Add parallel Print Page Options

De vernietiging van de stad Babylon

18 Daarna zag ik een andere, heel machtige engel uit de hemel komen. De hele aarde werd verlicht door de glans van die engel. En hij riep luid: "Vernietigd! Vernietigd is de grote stad Babylon! Het is de woonplaats geworden van duivels, een gevangenis voor duivelse geesten en allerlei onreine, walgelijke vogels.[a] Dat is gebeurd omdat alle volken hebben gedronken van de wijn van Babylons slechtheid.
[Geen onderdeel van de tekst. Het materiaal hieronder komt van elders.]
PR #569, opened 2023-04-20
Main - Fix bug in exercise solution

jaewan-github:
To fix bug in the day 3's morning session's solution

### DIFF
--- a/src/exercises/day-3/simple-gui.rs
+++ b/src/exercises/day-3/simple-gui.rs
@@ -70,6 +70,13 @@ impl Window {
     fn add_widget(&mut self, widget: Box<dyn Widget>) {
         self.widgets.push(widget);
     }
+
+    fn inner_width(&self) -> usize {
+        std::cmp::max(
+            self.title.chars().count(),
+            self.widgets.iter().map(|w| w.width()).max().unwrap_or(0),
+        )
+    }
 }
 
 // ANCHOR_END: setup
@@ -78,10 +85,7 @@ impl Window {
 impl Widget for Window {
     fn width(&self) -> usize {
         // ANCHOR_END: Window-width
-        std::cmp::max(
-            self.title.chars().count(),
-            self.widgets.iter().map(|w| w.width()).max().unwrap_or(0),
-        )
+        self.inner_width() + 4
     }
 
     // ANCHOR: Window-draw_into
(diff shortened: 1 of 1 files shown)


src/exercises/day-3/simple-gui.rs
```diff
@@ -78,10 +85,7 @@ impl Window {
 impl Widget for Window {
     fn width(&self) -> usize {
         // ANCHOR_END: Window-width
-        std::cmp::max(
-            self.title.chars().count(),
-            self.widgets.iter().map(|w| w.width()).max().unwrap_or(0),
-        )
+        self.inner_width() + 4
```
mgeisler, line 88:
```suggestion
         // The `| ... |` formatting adds an additional 4 characters to the width.
        self.inner_width() + 4
```

src/exercises/day-3/simple-gui.rs
```diff
@@ -155,6 +159,17 @@ fn main() {
         "Click me!",
         Box::new(|| println!("You clicked the button!")),
     )));
+    let mut inner_window = Box::new(Window::new("Sub-window"));
```
mgeisler, line 162: This now shows up in the exercise text, right? The exercise shows the expected output and this is now out of sync. I would like to remove the code from here to keep things simple in the exercise.

Instead,  we could move the code to a unit test — it would be nice to have tests for this code in general. Would you be up for writing a few simple unit tests below?

src/exercises/day-3/simple-gui.rs
mgeisler: It took me a while to figure out which bug you're fixing... until it finally clicked :smile:

mgeisler:
> To fix bug in the day 3's morning session's solution

Hi @jaewan-github, thanks for the PR! Well spottet, I had not thought about adding a sub-window like this. I would like to keep the exercise code simple and then move the new extended example to a unit test. That way people can see it when they look at the solution.

jaewan-github:
I tried github's cloud code editor for the first time, and not certain whether I uploaded new revision correctly or not.

Please tell me if I made any mistake.

mgeisler:
> Then I'll remove extra code for adding nested window, and only fix the issue.

Great! :+1: 

> I tried github's cloud code editor for the first time, and not certain whether I uploaded new revision correctly or not.

It's perfect: the editor only allows you to create new commits (not amend existing commits). We squash-merge all PRs here anyway, so the precise history of your branch doesn't matter.

mgeisler (approved):

PR #571, opened 2023-04-20
Fix some broken fragment ID encodings in rustdoc links

eepeep:
I'm not exactly sure why they aren't decoded and considered equivalent, but the links were not working as-is for me in Chrome.

### DIFF
--- a/src/std/hashmap.md
+++ b/src/std/hashmap.md
@@ -61,6 +61,6 @@ fn main() {
   but it can lead into complications with the borrow checker.
   * Try removing `to_string()` from the example above and see if it still compiles. Where do you think we might run into issues?
 
-[1]: https://doc.rust-lang.org/std/collections/hash_map/struct.HashMap.html#impl-From%3C%5B(K%2C%20V)%3B%20N%5D%3E-for-HashMap%3CK%2C%20V%2C%20RandomState%3E
+[1]: https://doc.rust-lang.org/std/collections/hash_map/struct.HashMap.html#impl-From%3C%5B(K,+V);+N%5D%3E-for-HashMap%3CK,+V,+RandomState%3E
 
 </details>
--- a/src/std/vec.md
+++ b/src/std/vec.md
@@ -30,7 +30,7 @@ fn main() {
 methods on a `Vec`.
 
 [1]: https://doc.rust-lang.org/std/vec/struct.Vec.html
-[2]: https://doc.rust-lang.org/std/vec/struct.Vec.html#deref-methods-[T]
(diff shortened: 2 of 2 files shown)


mgeisler:
Thanks for the PR!

I feel I've fixed this before... or at least changed the percent encoding here before. I'll have to try and figure out what's going on and why some people see broken links here.

mgeisler:
Hi @djmitche, this is similar to your #917 — did you find out why the links changed in your PR?

mgeisler (approved):
I just checked all URLs by coping them to my address bar — and indeed, the new ones work and the old ones don't :smile: 

I was hoping that the CommonMark spec would have something to say about this, but it only briefly mentions "URL encoding" in the [About this document](https://spec.commonmark.org/0.30/#about-this-document) and when talking about an [absolute URI](https://spec.commonmark.org/0.30/#absolute-uri):

> An [absolute URI](https://spec.commonmark.org/0.30/#absolute-uri), for these purposes, consists of a [scheme](https://spec.commonmark.org/0.30/#scheme) followed by a colon (:) followed by zero or more characters other [ASCII control characters](https://spec.commonmark.org/0.30/#ascii-control-character), [space](https://spec.commonmark.org/0.30/#space), <, and >. If the URI includes these characters, they must be percent-encoded (e.g. %20 for a space).

So it seems we're at the mercy of what [mdbook](https://github.com/rust-lang/mdBook/) does, which is probably what [pulldown-cmark](https://github.com/raphlinus/pulldown-cmark) does.

For now, let's merge this. Perhaps someone can setup a link checker at some point to check the links in CI.

src/exercises/day-1/iterators-and-ownership.md
```diff
@@ -104,7 +104,7 @@ What is the type of `word` in each loop?
 
 Experiment with the code above and then consult the documentation for [`impl
 IntoIterator for
-&Vec<T>`](https://doc.rust-lang.org/std/vec/struct.Vec.html#impl-IntoIterator-for-%26%27a%20Vec%3CT%2C%20A%3E)
+&Vec<T>`](https://doc.rust-lang.org/std/vec/struct.Vec.html#impl-IntoIterator-for-%26'a+Vec%3CT,+A%3E)
```
mgeisler, line 107: Sorry, just a spurious space to kick off a new set of builds:

```suggestion
&Vec<T>`](https://doc.rust-lang.org/std/vec/struct.Vec.html#impl-IntoIterator-for-%26'a+Vec%3CT,+A%3E) 
```

mgeisler:
I rebased the commit and this should merge after the tests are done.

PR #578, opened 2023-04-21
Direct users to "smccc" crate rather than "psci"

johnscheible:
psci's docs.rs page redirects users to `smccc` instead as the crate has been renamed.


qwandor (approved):
Thanks! We should update the examples too.

qwandor:
Ah, can you sign the CLA at https://cla.developers.google.com/ please, so we can accept this PR?

johnscheible:
Apologies, I'm a googler. I believe I've taken care of the internal process and issue should be resolved now. Let me know if I've missed something.

PR #583, opened 2023-04-26
Use smccc crate rather than psci in examples and exercise.

qwandor:
It was renamed.

This is a follow-up to #578.


mgeisler (approved):
Okay, sure!

PR #585, opened 2023-04-27
Test not implementing `Send`

mgeisler:


mgeisler:
Yep, it fails as it should! :smile:

PR #587, opened 2023-04-27
Cleanup control flow slides

mgeisler:
This avoids calling all the looping constructs “expressions” since they all (except for `loop`) return trivial values.

### DIFF
--- a/src/control-flow/loop-expressions.md
+++ b/src/control-flow/loop-expressions.md
@@ -1,7 +1,9 @@
 # `loop` expressions
 
-Finally, there is a `loop` keyword which creates an endless loop. Here you must
-either `break` or `return` to stop the loop:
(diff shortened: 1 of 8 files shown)


src/control-flow/loop-expressions.md
```diff
@@ -23,5 +25,8 @@ fn main() {
 <details>
     
 * Break the `loop` with a value (e.g. `break 8`) and print it out.
+* Note that `loop` is the only looping construct which returns a non-trivial
+  value. This is because it's guaranteed to be entered at least once (unline
```
djmitche, line 29:
```suggestion
  value. This is because it's guaranteed to be entered at least once (unlike
```

djmitche (approved):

Alle koningen van de aarde hebben met haar slechtheid meegedaan. En de handelaren van de hele wereld zijn rijk geworden door haar enorme rijkdom."

Toen hoorde ik een andere stem uit de hemel zeggen: "Mijn volk, ga uit die stad weg! Dan zullen jullie niet gaan meedoen met haar slechtheid. En dan zullen jullie niet door dezelfde rampen worden getroffen als zij. Want haar slechtheid heeft zich opgestapeld tot aan de hemel. God is er niets van vergeten en gaat haar er nu voor straffen. Doe met haar wat zij met jullie heeft gedaan. Betaal haar alles dubbel terug. Geef haar het dubbele van wat zijzelf anderen heeft aangedaan. Ze heeft eerst van haar rijkdommen en plezier genoten. Geef haar er nu net zoveel pijn en verdriet voor terug. Want ze zegt bij zichzelf: 'Ik zit als een koningin op mijn troon. Ik ben geen hulpeloze weduwe. Ik zal nooit verdriet hebben.' Daarom zal ze op één dag door alle rampen tegelijk getroffen worden: dood, verdriet en hongersnood, en ze zal verbrand worden. Want de Heer God die over haar rechtspreekt, is machtig.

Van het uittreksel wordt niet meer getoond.